# A Hello from Poland



## Warhorse (May 17, 2009)

Nice to meet you and your English is very good. What breed of horses are at the farms you go to? Any of those gorgeous Polish Arabians?


----------



## makin tracks (Jan 25, 2009)

Welcome. I saw a program about Polish horses some time ago. There were some beauties. Unfortunately, I don't do MSN, or Face Book or any of those things, forums is my limit.
Sure you will learn heaps here.


----------



## Hagane (May 17, 2009)

Well we have own breeds which are somewhat cool  And well.. the elite polish arabian stables are far from where I live but fortunately I had an opportunity to meet some really nice arabian from good bloodlines.

Well in Poland we have horses of many breeds - but most common here are our polish breeds, anglo-arabians, thoroghbreds, arabians and some hanoverians and their mixes. But also you can meet fresians, fjords, haflingers, shetland ponies, welsh ponies and belgian horses and a few other breeds. Lately polish breeders got interested and started to import PRE and AQH, it's "trendy" now.

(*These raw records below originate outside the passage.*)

Issue #143, opened 2021-03-29
Smart update of Collection of CompositionalMetrics


victorjoos:
## 🚀 Feature

When updating metrics that are composed of other metrics there are two ways of dealing with updating too many times : 

 * Always update the underlying metric (the pytorch lightning way)
 * Never update the underlying metric (the pytorch ignite way: https://pytorch.org/ignite/metrics.html#ignite.metrics.MetricsLambda)

I don't think there is a clean way of only updating the necessary metrics in the general case (when you're just updating all the metrics yourself), but I think that when you combine your metrics in a collection, it could be useful to only update the "base" metric, instead of all metrics.

### Motivation

I often want to use a base metric multiple times, and then I have to be careful not to update too many of them. A somewhat convoluted example (because the f1 score is already implemented) : 

```python
prec = Precision()
recall = Recall()
f1 = 2 * (prec * recall) / (prec + recall)
prec.update(pred, gt)
recall.update(pred, gt)
f1.update(pred, gt) # Shouldn't do this, because it updates prec and recall twice. 
```

### Pitch
Continuing last example : 

```python
collection = MetricCollection([prec, recall, f1])
collection.update(pred, gt)
```
This should only update prec and recall once.

### Alternatives

The alternative is to always define metrics from scratch, but this causes duplication of computation during the update phase.

Borda:
@justusschock what do you think about it? ;]

SkafteNicki:
I had a similar proposal here: https://github.com/PyTorchLightning/metrics/issues/76

justusschock:
@Borda Yes, this is necessary at some point. The only question here is: Should we define "compatible" metrics, that share their internal state or should this be defined by the user?

IF we define it, we have to maintain this list, but we know about the implementation details of the metrics. If the user defines it, we don't need to care about that list but expect the user to know about our internals.

PR #709, opened 2022-01-04
Smart update of metric collection

SkafteNicki:
## What does this PR do?

Fixes https://github.com/PyTorchLightning/metrics/issues/143

Update `MetricCollection` such that metrics that have similar metric states (`Precision` and `Recall` for example) we only calculate the metric state for one of them and then broadcast it to all other metrics with similar metric states.
After the first call to update we checks if the metric states matches between any metrics. If they do we merge them into a compute group of metrics where we will only update the first and broadcast the state to the remaining metrics in the group

## Before submitting

## PR review

## Did you have fun?


torchmetrics/__init__.py
```diff
@@ -2,7 +2,7 @@
 import logging as __logging
 import os
 
-from torchmetrics.__about__ import *  # noqa: F401, F403
+from torchmetrics.__about__ import *  # noqa: F403
```
SkafteNicki, line 5:
```suggestion
from torchmetrics.__about__ import * # noqa: F401, F403
```

torchmetrics/__init__.py
```diff
@@ -25,7 +25,7 @@
     SignalDistortionRatio,
     SignalNoiseRatio,
 )
-from torchmetrics.classification import (  # noqa: E402, F401
+from torchmetrics.classification import (  # noqa: E402
```
SkafteNicki, line 28:
```suggestion
from torchmetrics.classification import ( # noqa: E402, F401
```

torchmetrics/__init__.py
```diff
@@ -185,6 +196,7 @@
     "StatScores",
     "SumMetric",
     "SymmetricMeanAbsolutePercentageError",
+    "WER",
```
SkafteNicki, line 199:
```suggestion
```

torchmetrics/collections.py
```diff
@@ -117,11 +125,83 @@ def update(self, *args: Any, **kwargs: Any) -> None:
...
+            state2 = getattr(metric2, key)
+
+            if type(state1) != type(state2):
+                return False
+
+            if isinstance(state1, Tensor) and isinstance(state2, Tensor):
+                if state1.shape != state2.shape:
+                    return False
+                if not torch.allclose(state1, state2):
+                    return False
```
justusschock, line 193:
```suggestion
                return state1.shape == state2.shape and torch.allclose(state1, state2):
```

torchmetrics/collections.py
```diff
@@ -117,11 +125,83 @@ def update(self, *args: Any, **kwargs: Any) -> None:
...
+
+            if isinstance(state1, list) and isinstance(state2, list):
+                if any(s1.shape != s2.shape for s1, s2 in zip(state1, state2)):
+                    return False
+                if any(torch.allclose(s1, s2) for s1, s2 in zip(state1, state2)):
```
justusschock, line 198:
```suggestion
                if not all(torch.allclose(s1, s2) for s1, s2 in zip(state1, state2)):
```

When moving it to one line as suggested below, this will be outdated anyways, but currently this behaviour is wrong I think :) It either should be `any(not torch.allclose(...))` or `not all(torch.allclose(...))`

torchmetrics/collections.py
```diff
@@ -117,11 +125,83 @@ def update(self, *args: Any, **kwargs: Any) -> None:
...
+                    return False
```
justusschock, line 199:
```suggestion
                return all(s1.shape == s2.shape and torch.allclose(s1, s2) for s1, s2 in zip(state1, state2))
```

SkafteNicki:
Based on the following script:
```python
from torchmetrics import Accuracy, Precision, Recall, MetricCollection
import torch
import time
import numpy as np

def experiment(enable, steps):

    m = MetricCollection([Accuracy(num_classes=10), Precision(num_classes=10), Recall(num_classes=10)], enable_compute_groups=enable)

    for _ in range(steps):
        preds = torch.randn(256, 10).softmax(dim=-1)
        target = torch.randint(10, (256,))
        m.update(preds, target)

    m.compute()

times = [ ]
for _ in range(5):
    start = time.time()
    experiment(True)
    times.append(time.time() - start)

times2 = [ ]
for _ in range(5):
    start = time.time()
    experiment(False)
    times2.append(time.time() - start)

print(f"{np.mean(times)}+-{np.std(times)}")
print(f"{np.mean(times2)}+-{np.std(times)}")
```
I get 
```
0.42464628219604494+-0.6570260998311238
0.2263005256652832+-0.6570260998311238
```
for `steps=100` and
```
8.417768621444703+-1.1484917218472177
18.352816343307495+-1.1484917218472177
```
for `steps=10000`. The dynamical creating of the compute groups are an expensive search, and therefore not worth it if the user is only doing a few steps. However, as the number of steps increase it will be mush faster. In the example we have three metrics that share a metric state and potentially the new implementation can therefore be close to 3x times faster when the number of steps are large enough.

justusschock:
@SkafteNicki: What about also adding an option for the user to provide compute_groups manually? Something like `compute_groups = False | "auto" | [[0, 1, 2], [3,4]] | [["accuracy", "f1"], ["precision", "recall]]`?

torchmetrics/collections.py
```diff
@@ -45,6 +44,13 @@ class name as key for the output dict.
 
         postfix: a string to append after the keys of the output dict
 
+        enable_compute_groups:
+            By defualt the MetricCollection will try to reduce the computations needed for the metrics in the collection
```
justusschock, line 48:
```suggestion
            By default the MetricCollection will try to reduce the computations needed for the metrics in the collection
```

SkafteNicki:
> @SkafteNicki: What about also adding an option for the user to provide compute_groups manually? Something like `compute_groups = False | "auto" | [[0, 1, 2], [3,4]] | [["accuracy", "f1"], ["precision", "recall]]` for disabling, dynamic search, when using with a Sequence and with a dict?
> 
> That way we would only do some sanity checks (should be a lot cheaper than exhaustive search) and avoid the search at all.
> 

Sounds like a good idea. I implement that :]

> Also you check every metric against every other. But you only need to check against one metric in each group, right?

Actually not every metric is run against every other. I already only compare the first in each group to the first in any other group:
https://github.com/PyTorchLightning/metrics/blob/3ada9afb7d4948ceabc9c06aa862dfed58b24e12/torchmetrics/collections.py#L160-L161

torchmetrics/collections.py
```diff
@@ -45,6 +44,14 @@ class name as key for the output dict.
 
         postfix: a string to append after the keys of the output dict
 
+        compute_groups:
+            By defualt the MetricCollection will try to reduce the computations needed for the metrics in the collection
```
justusschock, line 48:
```suggestion
            By default the MetricCollection will try to reduce the computations needed for the metrics in the collection
```

again :D

justusschock (commented):
Just a nit :)

@SkafteNicki did this yield the expected performance boost?

torchmetrics/collections.py
Borda: I see how you enjoy it in your office - just find anything :D

Borda:
> @SkafteNicki did this yield the expected performance boost?

would be cool if we could mention any benchmark on docs to give user reason to use it :rabbit:

torchmetrics/collections.py
justusschock: I just looked through it again since it popped up in my notifications, but yes, I quite enjoyed it when I saw this :P

docs/source/pages/overview.rst
```diff
@@ -292,6 +292,14 @@ inside your LightningModule
     have the same call signature. If this is not the case, input that should be
     given to different metrics can given as keyword arguments to the collection.
 
+An additional advantage of using the ``MetricCollection`` object is that it will
+automatically try to reduce the computations needed by finding groups of metrics
+that share the same underlying metric state. If such metrics are found only one
+of them are actually updated and the updated state will be broadcastet to the rest
```
justusschock, line 298:
```suggestion
of them is actually updated and the updated state will be broadcasted to the rest
```

docs/source/pages/overview.rst
```diff
@@ -292,6 +292,14 @@ inside your LightningModule
...
+of the metrics. In the example above, this will lead to a 2x-3x lower computational
+cost compared to disabling this feature. See the `compute_groups` argument
+for more info.
```
justusschock, line 301:
```suggestion
cost compared to disabling this feature. 
However, this speedup comes with a high cost upfront, where the state-groups have to be determined after the first update. This cost can be significant for very low steps (approx. up to 100) but still leads to an overall speedup for everything beyond that. In case the groups are known beforehand, these can also be set manually to avoid the cost of the dynamic search.
See the :param:`torchmetrics.MetricCollection.compute_groups` argument for more information on this topic.
```

justusschock (approved):
LGTM :) added some more text on potential slowdowns

CHANGELOG.md
```diff
@@ -17,6 +17,8 @@ and this project adheres to [Semantic Versioning](https://semver.org/spec/v2.0.0
 - Added new image metric `UniversalImageQualityIndex` ([#824](https://github.com/PyTorchLightning/metrics/pull/824))
 
 
+- Added smart update of `MetricCollection` ([#718](https://github.com/PyTorchLightning/metrics/pull/709))
+
```
Borda, line 21:
```suggestion


```

docs/source/pages/overview.rst
```diff
@@ -292,6 +292,14 @@ inside your LightningModule
     have the same call signature. If this is not the case, input that should be
     given to different metrics can given as keyword arguments to the collection.
 
+An additional advantage of using the ``MetricCollection`` object is that it will
+automatically try to reduce the computations needed by finding groups of metrics
+that share the same underlying metric state. If such metrics are found only one
```
Borda, line 297:
```suggestion
that share the same underlying metric state. If such a group of metrics is found only one
```
can we also say that only the first os updated to reduce number one :)

docs/source/pages/overview.rst
```diff
@@ -292,6 +292,14 @@ inside your LightningModule
...
+of them are actually updated and the updated state will be broadcastet to the rest
+of the metrics. In the example above, this will lead to a 2x-3x lower computational
```
Borda, line 299:
```suggestion
of the metrics within the group. In the example above, this will lead to a 2x-3x lower computational
```

docs/source/pages/overview.rst
```diff
@@ -292,6 +292,14 @@ inside your LightningModule
...
+cost compared to disabling this feature. See the `compute_groups` argument
```
Borda:
```suggestion
cost compared to disabling this feature. See the ``compute_groups`` argument
```

docs/source/pages/overview.rst
Borda: > high cost upfront

how much high, this sounds like rather skip it...

Borda: I see so the overhead is fixed, so it may not pay off for very small scale training of about 100 batches but widely pays of for mid and large scale trainings

Borda: I think that this is the best place we want to show a graph which we can under as matplotlib figure
see: https://github.com/PyTorchLightning/pytorch-lightning/issues/5630

docs/source/pages/overview.rst
```diff
@@ -292,6 +292,14 @@ inside your LightningModule
...
+for more info.
+
```
Borda, line 303: maybe add some examples of such groups, so for classification, it is quite natural, but it may be hard for audio...

tests/bases/test_collections.py
```diff
@@ -278,3 +277,87 @@ def compute(self):
...
+    target = torch.randint(3, (10,))
+    # compute groups should kick in here
+    m.update(preds, target)
+    m2.update(preds, target)
+
+    # compare results for correctness
+    res_cg = m.compute()
+    res_without_cg = m2.compute()
+    for key in res_cg.keys():
+        assert torch.allclose(res_cg[key], res_without_cg[key])
```
Borda, line 339: shall we include some time measure to be sure that the update does not explode...
so for example one test with 3x the same classic metric and reasonable nb batches to be sure that without > with

torchmetrics/collections.py
```diff
@@ -45,6 +44,14 @@ class name as key for the output dict.
 
         postfix: a string to append after the keys of the output dict
 
+        compute_groups:
+            By default the MetricCollection will try to reduce the computations needed for the metrics in the collection
+            by checking if they belong to the same *compute group*. All metrics in a compute group share the same metric
```
Borda, line 49:
```suggestion
            by checking if they belong to the same **compute group**. All metrics in a compute group share the same metric
```

torchmetrics/collections.py
```diff
@@ -45,6 +44,14 @@ class name as key for the output dict.
...
+            state and are therefore only different in their compute step e.g. accuracy, precision and recall can all be
+            computed from the true positives/negatives and false positives/nagatives. By default this argument is `True`
```
Borda, line 51:
```suggestion
            computed from the true positives/negatives and false positives/negatives. By default, this argument is ``True``
```

justusschock:
Seems sphinx doesn't know `:param:`, should we try `:attr:` instead? Param may only work when being within this function...

SkafteNicki:
@justusschock I changed the text to not include a hyperlink but instead just reference the class docs that are just below the sentence

CHANGELOG.md
```diff
@@ -17,6 +17,9 @@ and this project adheres to [Semantic Versioning](https://semver.org/spec/v2.0.0
 - Added new image metric `UniversalImageQualityIndex` ([#824](https://github.com/PyTorchLightning/metrics/pull/824))
 
 
+- Added smart update of `MetricCollection` ([#718](https://github.com/PyTorchLightning/metrics/pull/709))
```
Borda, line 20:
```suggestion
- Added smart update of `MetricCollection` ([#709](https://github.com/PyTorchLightning/metrics/pull/709))
```

docs/source/pages/overview.rst
```diff
@@ -300,6 +300,17 @@ inside your LightningModule
     have the same call signature. If this is not the case, input that should be
     given to different metrics can given as keyword arguments to the collection.
 
+An additional advantage of using the ``MetricCollection`` object is that it will
+automatically try to reduce the computations needed by finding groups of metrics
+that share the same underlying metric state. If such a group of metrics is found only one
+of them is actually updated and the updated state will be broadcasted to the rest
+of the metrics within the group. In the example above, this will lead to a 2x-3x lower computational
+cost compared to disabling this feature. However, this speedup comes with a high cost upfront, where
```
Borda, line 308:
```suggestion
cost compared to disabling this feature. However, this speedup comes with a fixed cost upfront, where
```
the high sounds scary...

docs/source/pages/overview.rst
```diff
@@ -300,6 +300,17 @@ inside your LightningModule
...
+the state-groups have to be determined after the first update. This cost can be significant for very
```
Borda, line 309:
```suggestion
the state-groups have to be determined after the first update. This overhead can be significantly higher then gains speed-up for very
```

docs/source/pages/overview.rst
```diff
@@ -300,6 +300,17 @@ inside your LightningModule
...
+low steps (approx. up to 100) but still leads to an overall speedup for everything beyond that.
```
Borda, line 310:
```suggestion
a low number of steps (approx. up to 100) but still leads to an overall speedup for everything beyond that.
```

docs/source/pages/overview.rst
```diff
@@ -300,6 +300,17 @@ inside your LightningModule
...
+In case the groups are known beforehand, these can also be set manually to avoid the cost of the
```
Borda, line 311:
```suggestion
In case the groups are known beforehand, these can also be set manually to avoid this extra cost of the
```

Borda (approved):

tchaton:
@SkafteNicki Beautiful addition !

If anyone is interested in polish horses - or bloodlines I can make a thread on the breeds forum


----------



## RusticWildFire (Jul 6, 2008)

Hello and welcome to the forum! Nice to meet you  

Have fun posting.


----------



## MIEventer (Feb 15, 2009)




----------



## Hagane (May 17, 2009)

Wow nice image  Even in polish.. niice  So Dzień Dobry or Cześć


----------